Director of Lismore's acclaimed Environmental Analysis Laboratory, Graham Lancaster, explained how water quality and human health all linked back to soil quality.
"In many ways it's about keeping biology in balance. Soil is such a complex organism that it works without interference."
The story about phosphorus is an example with the litany of environmental damage from acid run-off still apparent from a legacy mine in South Australia that chemically eroded rocks to make super-phosphate fertiliser.
Scientist today have evidence that fungal hyphae deliver phosphorous molecules into the root tips of needy plants - in exchange for exudates.
More recently, science has "discovered" that the billions of bacteria in soil communicate similar needs and demands through chemical stimulus.
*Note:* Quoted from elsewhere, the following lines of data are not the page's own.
PR #999, opened 2020-03-06
allow null selection in ChoiceFilter

### LINKED ISSUE #991: ChoiceFilter should handle NULL value (and have a better support of ALL value).
## Feature Request

This is the `ChoiceFilter` code
```php
if (\is_array($data['value'])) {
    if (0 === \count($data['value'])) {
        return;
    }

    if (\in_array('all', $data['value'], true)) {
        return;
    }

    // Have to pass IN array value as parameter. See: http://www.doctrine-project.org/jira/browse/DDC-3759
    $completeField = sprintf('%s.%s', $alias, $field);
    if (ChoiceType::TYPE_NOT_CONTAINS === $data['type']) {
        $this->applyWhere($queryBuilder, $queryBuilder->expr()->notIn($completeField, ':'.$parameterName));
    } else {
        $this->applyWhere($queryBuilder, $queryBuilder->expr()->in($completeField, ':'.$parameterName));
    }
} else {
    if ('' === $data['value'] || null === $data['value'] || false === $data['value'] || 'all' === $data['value']) {
        return;
    }

    if (ChoiceType::TYPE_NOT_CONTAINS === $data['type']) {
        $this->applyWhere($queryBuilder, sprintf('%s.%s <> :%s', $alias, $field, $parameterName));
    } else {
        $this->applyWhere($queryBuilder, sprintf('%s.%s = :%s', $alias, $field, $parameterName));
    }

}
```

You can see that:
- There is a specific behaviour for the `all` value. AFIK, this is not documented. And if you chose the `all` value, the filter is not applied, even if you chose the `NOT CONTAINS` operator. But, for me it should return no results instead of every result. IMHO, the `all` behaviour should be deprecated or at least fixed.
- I have multiple filter where sometimes I want to get all entities with the value A, sometimes all entities with the value B, and sometimes all entities with no value in database since my field is nullable. Actually the choice filter does not handle null values. 

So if `$data['value'] = null`, I expect the query to do `IS NULL` or `IS NOT NULL`.
And if `$data[`value`]` is an array with a null value, I expect to add a `OR IS NULL` check.

I can make the PR if you agree with the changes.

rgrassian:
## Subject

Closes #991

## Changelog

```markdown
### Added
- allow null to be selected in ChoiceFilter
```

### DIFF
--- a/src/Filter/ChoiceFilter.php
+++ b/src/Filter/ChoiceFilter.php
@@ -87,7 +87,7 @@ class ChoiceFilter extends Filter
         }
     }
 
-    private function filterWithSingleValue(ProxyQueryInterface $queryBuilder, $alias, $field, $data)
+    private function filterWithSingleValue(ProxyQueryInterface $queryBuilder, string $alias, string $field, array $data = []): void
     {
         if ('' === $data['value'] || false === $data['value'] || 'all' === $data['value']) {
             return;
--- a/src/Filter/ChoiceFilter.php
+++ b/src/Filter/ChoiceFilter.php
@@ -52,7 +52,7 @@ class ChoiceFilter extends Filter
         ]];
     }
 
-    private function filterWithMultipleValues(ProxyQueryInterface $queryBuilder, $alias, $field, $data)
+    private function filterWithMultipleValues(ProxyQueryInterface $queryBuilder, string $alias, string $field, array $data = []): void
     {
         if (0 === \count($data['value'])) {
             return;
--- a/src/Filter/ChoiceFilter.php
+++ b/src/Filter/ChoiceFilter.php
@@ -27,37 +27,9 @@ class ChoiceFilter extends Filter
         }
 
         if (\is_array($data['value'])) {
-            if (0 === \count($data['value'])) {
-                return;
-            }
-
-            if (\in_array('all', $data['value'], true)) {
-                return;
-            }
-
-            // Have to pass IN array value as parameter. See: http://www.doctrine-project.org/jira/browse/DDC-3759
-            $completeField = sprintf('%s.%s', $alias, $field);
-            $parameterName = $this->getNewParameterName($queryBuilder);
-            if (ChoiceType::TYPE_NOT_CONTAINS === $data['type']) {
-                $this->applyWhere($queryBuilder, $queryBuilder->expr()->notIn($completeField, ':'.$parameterName));
-            } else {
-                $this->applyWhere($queryBuilder, $queryBuilder->expr()->in($completeField, ':'.$parameterName));
-            }
-            $queryBuilder->setParameter($parameterName, $data['value']);
+            $this->filterWithMultipleValues($queryBuilder, $alias, $field, $data);
         } else {
-            if ('' === $data['value'] || null === $data['value'] || false === $data['value'] || 'all' === $data['value']) {
-                return;
-            }
-
-            $parameterName = $this->getNewParameterName($queryBuilder);
-
-            if (ChoiceType::TYPE_NOT_CONTAINS === $data['type']) {
-                $this->applyWhere($queryBuilder, sprintf('%s.%s <> :%s', $alias, $field, $parameterName));
-            } else {
-                $this->applyWhere($queryBuilder, sprintf('%s.%s = :%s', $alias, $field, $parameterName));
-            }
-
-            $queryBuilder->setParameter($parameterName, $data['value']);
+            $this->filterWithSingleValue($queryBuilder, $alias, $field, $data);
         }
     }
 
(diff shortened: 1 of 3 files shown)


src/Filter/ChoiceFilter.php
```diff
@@ -35,29 +35,57 @@ public function filter(ProxyQueryInterface $queryBuilder, $alias, $field, $data)
                 return;
             }
 
+            $isNullSelected = \in_array(null, $data['value'], true);
+            $data['value'] = array_filter($data['value'], static function ($value) {
+                return null !== $value;
+            });
```
peter-gribanov: I think that here you can get empty array.

src/Filter/ChoiceFilter.php
```diff
@@ -35,29 +35,57 @@ public function filter(ProxyQueryInterface $queryBuilder, $alias, $field, $data)
...
+                    ));
+                    $queryBuilder->setParameter($parameterName, $data['value']);
+                }
             } else {
-                $this->applyWhere($queryBuilder, $queryBuilder->expr()->in($completeField, ':'.$parameterName));
+                if ($isNullSelected) {
+                    $this->applyWhere($queryBuilder, $queryBuilder->expr()->orX(
+                        $queryBuilder->expr()->in($completeField, ':'.$parameterName),
+                        $queryBuilder->expr()->isNull($completeField)
+                    ));
```
peter-gribanov: Empty data array will result in an incorrect query here.
```sql
SELECT * FROM ... WHERE field IN () OR field IS NULL
```

VincentLanglet: Empty data array will no result in an incorrect query.
Empty data are always replaced by `[null]`.

And we get the following query
```
SELECT * FROM ... WHERE field IN (NULL) OR field IS NULL
```

src/Filter/ChoiceFilter.php
VincentLanglet: Yes, but this is not a problem.

peter-gribanov:
IMHO The code turned out to be rather cumbersome and difficult to understand. Maybe you should apply the strategy pattern or separate the logic by methods?

src/Filter/ChoiceFilter.php
peter-gribanov: Yes. You're right. I'm confusing something.

VincentLanglet:
> IMHO The code turned out to be rather cumbersome and difficult to understand. Maybe you should apply the strategy pattern or separate the logic by methods?

We improved the way the query is build. I don't really see any difficulty to understand what is done so I don't think we should create privateMethod just to create privateMethod.

VincentLanglet:
@greg0ire @OskarStark @phansys I'll be happy if you find some time to review this PR :)

VincentLanglet:
> Looks good to me, but I didn't test it in a real project 👍

We started by writing the code directly in our vendor in order to check this works.

VincentLanglet:
@greg0ire @core23 @phansys If you have time to take look, it would be great.
We would like to use this new feature in our project :)

src/Filter/ChoiceFilter.php
```diff
@@ -35,29 +35,51 @@ public function filter(ProxyQueryInterface $queryBuilder, $alias, $field, $data)
...
+            $data['value'] = array_filter($data['value'], static function ($value) {
+                return null !== $value;
+            });
+
             // Have to pass IN array value as parameter. See: http://www.doctrine-project.org/jira/browse/DDC-3759
             $completeField = sprintf('%s.%s', $alias, $field);
             $parameterName = $this->getNewParameterName($queryBuilder);
             if (ChoiceType::TYPE_NOT_CONTAINS === $data['type']) {
-                $this->applyWhere($queryBuilder, $queryBuilder->expr()->notIn($completeField, ':'.$parameterName));
+                $andConditions = [$queryBuilder->expr()->isNotNull($completeField)];
```
core23: This method is very long. Can you please try to extract some small methods. This improves reliability.

VincentLanglet: Does 
```
if (\is_array($data['value'])) {
    $this->filterMultipleValues(...)
else {
    $this->filterSimpleValue()
}
```

would be enough ? @core23 @peter-gribanov

src/Filter/ChoiceFilter.php
```diff
@@ -35,29 +35,51 @@ public function filter(ProxyQueryInterface $queryBuilder, $alias, $field, $data)
...
             }
 
             $parameterName = $this->getNewParameterName($queryBuilder);
 
             if (ChoiceType::TYPE_NOT_CONTAINS === $data['type']) {
-                $this->applyWhere($queryBuilder, sprintf('%s.%s <> :%s', $alias, $field, $parameterName));
+                if (null === $data['value']) {
+                    $this->applyWhere($queryBuilder, $queryBuilder->expr()->isNotNull(sprintf('%s.%s', $alias, $field)));
+                } else {
+                    $this->applyWhere($queryBuilder, sprintf('%s.%s <> :%s', $alias, $field, $parameterName));
```
phansys: I'd use `!=` or `Expr::neq()` instead.

tests/Filter/ChoiceFilterTest.php
```diff
@@ -55,11 +55,35 @@ public function testFilterArray(): void
 
         $filter->filter($builder, 'alias', 'field', ['type' => ChoiceType::TYPE_CONTAINS, 'value' => ['1', '2']]);
 
-        $this->assertSame(['in_alias.field', 'in_alias.field IN :field_name_0'], $builder->query);
+        $this->assertSame('in_alias.field', $builder->query[0]);
+        $this->assertSame('in_alias.field IN :field_name_0', $builder->query[1]->__toString());
```
phansys:
```suggestion
        $this->assertSame('in_alias.field IN :field_name_0', (string) $builder->query[1]);
```

tests/Filter/ChoiceFilterTest.php
```diff
@@ -55,11 +55,35 @@ public function testFilterArray(): void
...
+    {
+        $filter = new ChoiceFilter();
+        $filter->initialize('field_name', ['field_options' => ['class' => 'FooBar']]);
+
+        $builder = new ProxyQuery(new QueryBuilder());
+
+        $filter->filter($builder, 'alias', 'field', ['type' => ChoiceType::TYPE_CONTAINS, 'value' => ['1', null]]);
+
+        $this->assertSame('in_alias.field', $builder->query[0]);
+        $this->assertSame('in_alias.field IN :field_name_0 OR alias.field IS NULL', $builder->query[1]->__toString());
```
phansys:
```suggestion
        $this->assertSame('in_alias.field IN :field_name_0 OR alias.field IS NULL', (string) $builder->query[1]);
```

tests/Filter/ChoiceFilterTest.php
```diff
@@ -55,11 +55,35 @@ public function testFilterArray(): void
...
+        $this->assertSame(['field_name_0' => ['1']], $builder->parameters);
+        $this->assertTrue($filter->isActive());
+
+        $builder = new ProxyQuery(new QueryBuilder());
+
+        $filter->filter($builder, 'alias', 'field', ['type' => ChoiceType::TYPE_NOT_CONTAINS, 'value' => ['1', null]]);
+
+        $this->assertSame('alias.field IS NOT NULL AND alias.field NOT IN :field_name_0', $builder->query[0]->__toString());
```
phansys:
```suggestion
        $this->assertSame('alias.field IS NOT NULL AND alias.field NOT IN :field_name_0', (string) $builder->query[0]);
```

tests/Filter/QueryBuilder.php
```diff
@@ -93,6 +94,14 @@ public function orX($x = null)
         return new Orx(\func_get_args());
     }
 
+    /**
+     * @return Andx
+     */
+    public function andX($x = null)
```
phansys:
```suggestion
    public function andX($x = null): Andx
```

tests/Filter/QueryBuilder.php
```diff
@@ -114,6 +123,16 @@ public function isNull($queryPart)
         return $queryPart.' IS NULL';
     }
 
+    /**
+     * @param string $queryPart
+     *
+     * @return string
+     */
+    public function isNotNull($queryPart)
```
phansys:
```suggestion
    public function isNotNull(string $queryPart): string
```

src/Filter/ChoiceFilter.php
```diff
@@ -79,4 +51,64 @@ public function getRenderSettings()
             'label' => $this->getLabel(),
         ]];
     }
+
+    private function filterWithMultipleValues(ProxyQueryInterface $queryBuilder, $alias, $field, $data)
```
phansys:
```suggestion
    private function filterWithMultipleValues(ProxyQueryInterface $queryBuilder, string $alias, string $field, array $data = []): void
```

src/Filter/ChoiceFilter.php
```diff
@@ -79,4 +51,64 @@ public function getRenderSettings()
...
+            $orConditions = [$queryBuilder->expr()->in($completeField, ':'.$parameterName)];
+            if ($isNullSelected) {
+                $orConditions[] = $queryBuilder->expr()->isNull($completeField);
+            }
+            $this->applyWhere($queryBuilder, $queryBuilder->expr()->orX()->addMultiple($orConditions));
+            $queryBuilder->setParameter($parameterName, $data['value']);
+        }
+    }
+
+    private function filterWithSingleValue(ProxyQueryInterface $queryBuilder, $alias, $field, $data)
```
phansys:
```suggestion
    private function filterWithSingleValue(ProxyQueryInterface $queryBuilder, string $alias, string $field, array $data = []): void
```

tests/Filter/QueryBuilder.php
```diff
@@ -114,6 +120,14 @@ public function isNull($queryPart)
         return $queryPart.' IS NULL';
     }
 
+    /**
+     * @param string $queryPart
+     */
+    public function isNotNull($queryPart): string
```
phansys:
```suggestion
    public function isNotNull(string $queryPart): string
```

rgrassian:
@core23 and @phansys it's done

VincentLanglet:
@core23 Can you take a look ? I wait for you approbation to merge this :)

VincentLanglet:
Thanks !

VincentLanglet:
@greg0ire Can you make a new release ? :)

Such is the detail of work being discovered - and yet to be learned - that students interested in entering the field will enjoy a lifetime of interest.
Molecular microbial ecologist, Dr Kattie Weigh based at the Wollongbar DPI research farm, related a tale of her own discovery investigating chemical signalling between bacteria keen on resolving a nutrient problem.
"The exudates of a phosphorous deficient plant attract bacteria that aid in the plant's stress relief," she said. "They attract phosphorous-solubilising bacteria."
Ecology lecturer John Grant brought the topic down to earth when he said: "Stand in soil in your bare feet. It's part of our heritage. Soils under our feet are what put us here and keep us alive."
Monaro horticulturalist and student of regenerative agriculture Greg Colton argued that, "if you're not a soil steward then you're not going to have farming in 100 years. It's imperative we preserve soil structure. If you kill the biology you are preventing plants from defending themselves."